PR #9826, opened 2023-02-03
feat(sessions): Configure session url for ids.

valurefugl:
# ...

## What

## Why

## Screenshots / Gifs

## Checklist:

### DIFF
--- a/apps/services/auth/ids-api/infra/identity-server.ts
+++ b/apps/services/auth/ids-api/infra/identity-server.ts
@@ -72,9 +72,9 @@ export const serviceSetup = (services: {
         (h) => `http://${h.svc(services.authIdsApi)}`,
       ),
       PersistenceSettings__SessionsBaseAddress: {
-        dev: 'http://web-services_sessions.services_sessions.svc.cluster.local',
+        dev: 'http://web-services-sessions.services-sessions.svc.cluster.local',
         staging:
-          'http://web-services_sessions.services_sessions.svc.cluster.local',
+          'http://web-services-sessions.services-sessions.svc.cluster.local',
         prod: 'https://sessions-api.internal.island.is',
       },
       Application__MinCompletionPortThreads: '10',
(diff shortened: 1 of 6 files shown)


apps/services/auth/ids-api/infra/identity-server.ts
```diff
@@ -71,8 +71,12 @@ export const serviceSetup = (services: {
       PersistenceSettings__BaseAddress: ref(
         (h) => `http://${h.svc(services.authIdsApi)}`,
       ),
-      PersistenceSettings__UserProfileBaseAddress:
-        'http://web-service-portal-api.service-portal.svc.cluster.local',
+      PersistenceSettings__SessionsBaseAddress: {
+        dev: 'http://web-services_sessions.services_sessions.svc.cluster.local',
```
busla, line 75: is there a particular reason for using underscores in the URL?

valurefugl: Not that I'm aware of, do you know anything about that @saevarma ?

saevarma: As I understood the internal ingress urls the pattern for dev and staging is  `http://web-<service name>.<namespace>.svc.cluster.local` and the service name and namespace for the sessions service is set with underscore [here](https://github.com/island-is/island.is/blob/262fd4604f58c371bedbb2a75739242b7cacf469/apps/services/sessions/infra/sessions.ts#L3)

valurefugl: @busla should we change the service name and namespace so that they don´t have underscores?

brynjarorng: Yes please change it to have a dash instead of an underscore for the `namespace`, `serviceName` and `workerName`. I should have spotted this during the original PR, sorry about that @valurefugl

valurefugl: No prob, will fix, thanks.

valurefugl: Fixed.

brynjarorng (approved):
LGTM(Devops)

PR #9840, opened 2023-02-06
chore(applications): Update conclusion screen for all norda applications

egill15:
# New conclusion screen

https://app.clickup.com/t/861m7ft45

## What
Add new conclusion screen to applications

## Why
Standardize the look for all applications

## Screenshots / Gifs
image
image

## Checklist:


libs/application/ui-forms/src/lib/formConclusionSection/formConclusionSection.ts
```diff
@@ -28,15 +44,26 @@ export const formConclusionSection = (type: props) =>
         children: [
           buildAlertMessageField({
             id: 'uiForms.conclusionAlert',
-            title: type.alertTitle,
+            title: props.alertTitle,
             alertType: 'success',
-            message: type.alertMessage,
+            message: props.alertMessage,
+          }),
+          buildS3PdfLinkField({
```
Thorrik58, line 51: So what im thinking after reviewing the code a bit, why not just make this field a link field that renders a button with a button to a link to whatever the dev defines?

It could then be buildLinkButtonField, that would accept whatever link (basically a string) we send and let the user open it on the conclusion form. This would help with attachment that could possibly be hosted on other websites. Like if sjukra.is would host their pdf on their site it could link to that from the id defined in the application or something.

We then just put in the hands of the dev to fetch the s3 file from the external data in their application and we in turn make it a lot more general.

What do you think?

Thorrik58 (changes requested):
I would like to see the s3pdfLinkFormField be changed to a general linkFormField or something similarly named that would be more general as it would accept an url instead of an s3 attachment key.

Thorrik58 (approved):

PR #9842, opened 2023-02-06
feat(application-system): PhoneInput component

Toti91:
# PhoneInput component

[Attach a link to issue if relevant](https://app.clickup.com/t/861m6rrk0)

## What

Add new input component `PhoneInput` which allows users to select a country calling code.

The component handles parsing the defaultValue into a country code and phone number.
For some countries the value is formatted correctly, if no formatting is found for a country then it defaults to no formatting.

F.x. `defaultValue="+455812345"` would automatically parse the calling code +45 and select it in the dropdown.
`defaultValue="5812345"` will fallback to a default calling code "+354"

## Why

So that users can select their country calling code if needed

## Screenshots / Gifs

image

image

https://user-images.githubusercontent.com/16031201/217035462-047636fe-d8ee-4a7b-97cd-953db7df64d2.mp4

### Different formats
image

### Focused
image

### Error
image

### Disabled
image

### Required
image

### allowedCountryCodes = ['IS', 'DK']
image

## Checklist:


libs/shared/form-fields/src/lib/PhoneInputController/PhoneInputController.tsx
```diff
@@ -0,0 +1,206 @@
...
+
+/**
+ * Gets default country code.
+ * This function tries to extract a country calling code from a phone number,
+ * and it assumes that the phone number itself is always 7 characters
+ * Might need to rethink this logic in the future when more country calling codes are allowed.
+ *
+ * Example outputs:
+ * getDefaultCountryCode("+3545812345") // +354
+ * getDefaultCountryCode("+455812345") // +45
```
barabrian, line 86: If I'm not mistaken a phone number from DK (+45) is 8 digits so this would probably fail. same with many other country codes

barabrian (commented):
Looks good, just some minor comments regarding phone number formats and country codes

libs/shared/form-fields/src/lib/PhoneInputController/PhoneInputController.tsx
Toti91: Yeah this will only work for icelandic phone numbers as it is

The problem i'm facing is how to correctly parse the country code without knowing how long the phone number is.
e.g. +45689912346 could be parsed as country code +45 or +456

I guess the best way would just be to hardcode this information in the data

eirikurn (commented):
Nice! Not reviewing but wanted to shoot some DoD questions:

- Should there be a story for the island-ui component?
- Has the component been a11y tested. E.g. for limited mobility and visibility impaired users (keyboard and screen reader).
- Should this component support a variant with no country selector? I can imagine many use cases which only allow Icelandic phone numbers but would like to use the "PhoneNumber" component, eg for masking and validation of Icelandic phone numbers.

libs/shared/form-fields/src/lib/PhoneInputController/PhoneInputController.tsx
```diff
@@ -0,0 +1,206 @@
...
+          readOnly={readOnly}
+          rightAlign={rightAlign}
+          countryCodes={countryCodes}
+          backgroundColor={backgroundColor}
+          data-testid={dataTestId}
+          placeholder={placeholder}
+          label={label}
+          type="tel"
+          value={value?.replace(cc, '')}
+          format="###-####"
```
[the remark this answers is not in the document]
eirikurn: Might include this placeholder in `countryCodes`. Not sure where to find it for all countries, but maybe better to have no formatting for some countries than the wrong one.

We can use `libphonenumber-js` to validate the final phone number.

libs/shared/form-fields/src/lib/PhoneInputController/PhoneInputController.tsx
eirikurn: Should loop through countryCodes to find a matching country code. The phone number system is designed so there won't be conflicts like +45 and +456.

eirikurn (commented):
A few more comments.

Also curious about the split between PhoneInput and PhoneInputController. Should NumberFormat and more of the logic be in the island-ui component, so PhoneInputController is only wrapping it with React Hook Form?

Toti91:
> Nice! Not reviewing but wanted to shoot some DoD questions:
>
> Should there be a story for the island-ui component?

Yes definitely, oversight on my part.

> Has the component been a11y tested. E.g. for limited mobility and visibility impaired users (keyboard and screen reader).

I made the component is keyboard accessible, I'll take a better look at visibility and screen reader accessibility.

> Should this component support a variant with no country selector? I can imagine many use cases which only allow Icelandic phone numbers but would like to use the "PhoneNumber" component, eg for masking and validation of Icelandic phone numbers.

At the moment you could add `allowedCountryCodes={['IS']}` which would still display the dropdown but with only "IS" available. But I don't think it's a bad idea to be able to hide the dropdown, I think it really comes down to the designer, i'll take it up with him!

eirikurn:
@barabrian can you provide some input on the PhoneNumber vs PhoneNumberController split?

Toti91:
Moved the logic from the controller to the core component. Makes more sense to do all the heavy lifting there.

libs/island-ui/core/src/lib/PhoneInput/PhoneInput.tsx
```diff
@@ -0,0 +1,340 @@
...
+                    countryCodeList.find(
+                      (x) => x.dial_code === cc && !!x.format,
+                    )?.format
+                  }
+                  onValueChange={({ value }) => {
+                    // Don't prefix value with country code it it's empty.
+                    value
+                      ? onFormatValueChange?.(cc + value)
+                      : onFormatValueChange?.(value)
+                  }}
```
eirikurn, line 281: It's not clear to me how PhoneInput combines the country code and the phone number into the onChange event handler. Does NumberFormat handle it with this hook?

Does it trim all extra symbols? Let's say I have US +1, (123) 32-12321 or something; Is the value +11233212321?

eirikurn (approved):

barabrian (approved):
LGTM

barabrian:
> 

I've been occupied for the last week and have not had the opportunity to review this until now. The current implementation looks to be consistent with other components vs controller splits

barabrian:
> @barabrian can you provide some input on the PhoneNumber vs PhoneNumberController split?

I've been occupied for the last week and have not had the opportunity to review this until now. The current implementation looks to be consistent with other components vs controller splits

egillben (approved):
LGTM

RunarVestmann (approved):

PR #9860, opened 2023-02-07
chore(applications): Error proof pruned applications.

egill15:
# Error handle pruned applications that are already open

https://app.clickup.com/t/861m6rr1m

## What
Stop user from updating / submitting pruned application

## Why
Pruned applications are not allowed to be updated. 

User is redirected back to the application overview screen when the application is pruned

## Checklist:


obmagnusson (changes requested):
We should rather throw a 404 or a custom problem object that the client knows how to deal with and Display a specialized s error screen for this case. This makes for a lot better user experience and a more natural flow.

PR #9865, opened 2023-02-08
feat(service-portal): add error handling to pkpass

disaerna:
# Service portal - License pkpass error handling

## What

* Add error handling if QR code or Pkpass link returns an error
* Safari users in mobile always had to press two times

## Why

* User's were having trouble if service was returning error

## Checklist:

### DIFF
--- a/libs/service-portal/licenses/src/components/QRCodeModal/PkPass.tsx
+++ b/libs/service-portal/licenses/src/components/QRCodeModal/PkPass.tsx
@@ -1,6 +1,7 @@
 import React, { useEffect, useState } from 'react'
 import * as styles from './QRCodeModal.css'
 import {
+  AlertMessage,
   Box,
   Button,
   LoadingDots,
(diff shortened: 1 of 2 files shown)


libs/service-portal/licenses/src/components/QRCodeModal/DriversLicensePkPass.tsx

# WHAT IS EXPECTED
Filter the records for lines holding the string "licenses". Copy each one.

# FINAL ANSWER
--- a/libs/service-portal/licenses/src/components/QRCodeModal/PkPass.tsx
+++ b/libs/service-portal/licenses/src/components/QRCodeModal/PkPass.tsx
libs/service-portal/licenses/src/components/QRCodeModal/DriversLicensePkPass.tsx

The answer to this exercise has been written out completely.